A Comparative Study of Competency-Based Courses Demonstrating a Potential Measure of Course Quality and Student Success


Jackie Krause
Central Washington University
krausej@cwu.edu


Laura Portolese Dias
Central Washington University
diasl@cwu.edu


Chris Schedler
Central Washington University
schedlerc@cwu.edu

Abstract

While competency-based education is growing, standardized tools for evaluating the unique characteristics of course design in this domain are still under development. This preliminary research study evaluated the effectiveness of a rubric developed for assessing course design of competency-based courses in an undergraduate Information Technology and Administrative Management program. The rubric, which consisted of twenty-six individual measures, was used to evaluate twelve new courses. Additionally, the final assessment scores of nine students who completed nine courses in the program were evaluated to determine if a correlation exists between student success and specific indicators of quality in the course design. The results indicate a correlation exists between measures that rated high and low on the evaluation rubric and final assessment scores of students completing courses in the program. Recommendations from this study suggest that quality competency-based courses need to evaluate the importance and relevance of resources for active student learning, provide increased support and ongoing feedback from mentors, and offer opportunities for students to practice what they have learned.

Introduction

The effectiveness of a competency-based education program depends on the overall course design to enhance student learning.   As noted in the literature review, these factors can contribute to student success in a competency-based course and program and are necessary to enhance the overall learning experience of the student.  Measurement of effective competency-based courses should not be based on a traditional online course evaluation rubric because the unique needs of a competency-based course require a different design.   This paper will address a previously proposed rubric for competency-based education (Krause, Portolese Dias & Schedler, 2015) and assess the effectiveness of the rubric based on unbiased course review and student success (competency mastery) in the course.  After the data analysis, the authors will provide recommendations on possible improvements in the course review rubric and overall course design considerations.  Finally, the authors will provide suggestions for future research in competency-based course design. 

Literature Review

Competency-based education (CBE) is one of the fastest growing sectors of online education. Fleming (2015) suggests that as many as 200,000 students currently participate in approximately 150 different CBE programs, while as many as 400 programs are in the development stage. In CBE programs, students demonstrate their understanding of topics through various activities that prove mastery of the subjects (U. S. Department of Education, n.d.). Skills or learning outcomes are evaluated against given competency requirements. Students proceed at their own pace and typically work one-on-one with mentors or evaluators as they progress through their program. As a result, CBE courses are designed to help students understand the competencies by which they are evaluated and to provide resources that will help students successfully demonstrate their mastery of those competencies.

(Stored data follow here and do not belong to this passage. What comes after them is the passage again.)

PR #4097, opened 2024-08-14
Setup dependabot for GH Actions and add workflow for updating Gradle

FlorianMichael:
Prevents manual/unregular commits of updating both GH actions and the Gradle wrapper, sadly dependabot doesn't support Gradle Version Catalogs so it can't be used for dependencies.


Kichura (approved):
lgtm.

kennytv (approved):

PR #4106, opened 2024-08-18
Refactor around base protocol implementations for ViaVersion addons

FlorianMichael:
This PR renames/refactors both base protocols for client and serverbound packets and exposes more code to prevent ViaLegacy (and future ViaVersion addons) copying pasting base protocol code into their project.

The `InitialBaseProtocol` (previously `BaseProtocol`) now only contains the serverbound handshake handler (assuming the handshake packet will never change) and is the root/inital base protocol which is always set.

Both `ServerboundBaseProtocol1_7` and `ClientboundBaseProtocol1_7` are now only loaded for 1.7+ clients and contain more methods to be used by ViaLegacy (and other addons).

Furthermore the `ProtocolManager#getBaseProtocol` function has been renamed and now supports multiple base protocols for the same server version, since any old usage will now most likely break I removed the old function.


RaphiMC:
Tested it with ViaLegacy and ViaBedrock. Both still work with the changes

kennytv (approved):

Effective online course design is one of many important factors in student success in online courses and competency-based programs (Yukselturk & Bulut, 2007). Student success factors related to this study include (but are not limited to): student interaction with the instructor/mentor, student self-regulation, active learning, and quality course activities.

Students' interaction with instructors is an important factor in online learning. In fact, students have more success in instructor-led online courses than in independent study online courses, which are similar to competency-based education models (Jiang, Parent & Eastmond, 2006). However, despite students' expectations for interaction with an instructor in online courses, the same learning outcomes can be accomplished through clear guidelines for interaction between students and mentors (Graham, Cagiltary, Craner, Kim, & Duffy, 2000). Social presence refers to the degree of awareness of the other person in any given communication (Sallnas, Rassmus-Grohn, & Sjostrom, 2000) and has been found to be a critical link in learning, and an element of student success in an online course environment (Pollard, Minor & Swanson, 2014). Social presence is a necessary component in any online course, but it is especially important in self-paced competency-based courses, in which the mentor is responsible for providing the student with motivational factors contributing to student success (Robb & Sutton, 2014).

The next factor contributing to effective online course design is high self-regulation by the student. Self-regulation requires students to take primary responsibility for their learning. It is especially important to the success of students in self-paced competency-based education courses, as much of the work is done on their own. It is imperative that mentors and completion coaches have an understanding of how to assist low self-regulated learners in a competency-based learning environment (Dabbagh & Kitsantas, 2004). Besides the focus on the student's social and motivational needs in online courses, another factor contributing to student success in competency-based education is the quality of learning activities.

Involving students in active learning is crucial to online course success, by providing many types of learning resources, such as videos, textbook, and articles, and having students engage in real-world activities related to those learning resources (Graham, et al., 2000). Lee and Choi (2011) proposed factors for success, including quality course design and learning activities, which supports earlier research by Graham et al. (2000). Sixty-nine total factors were identified in three categories: student factors, environmental factors, and program quality factors (Lee & Choi, 2011). Student factors accounted for the largest number of dropout factors (55%) and included such categories as academic background, relevant experiences, skills, and psychological attributes. Environmental factors made up 25% of the total dropout factors and included the categories of work commitments and supportive environments and addressed issues related to both the college/university support and services as well as support from family, work, and friends. Program quality made up 20% of the total dropout factors and included course design and interactions, specifically course activities such as team-building, well-structured and relevant course content, course orientation, student-to-student and student-to-faculty interactions, and student participation. Ineffective or low-quality courses were identified as a significant barrier to student success.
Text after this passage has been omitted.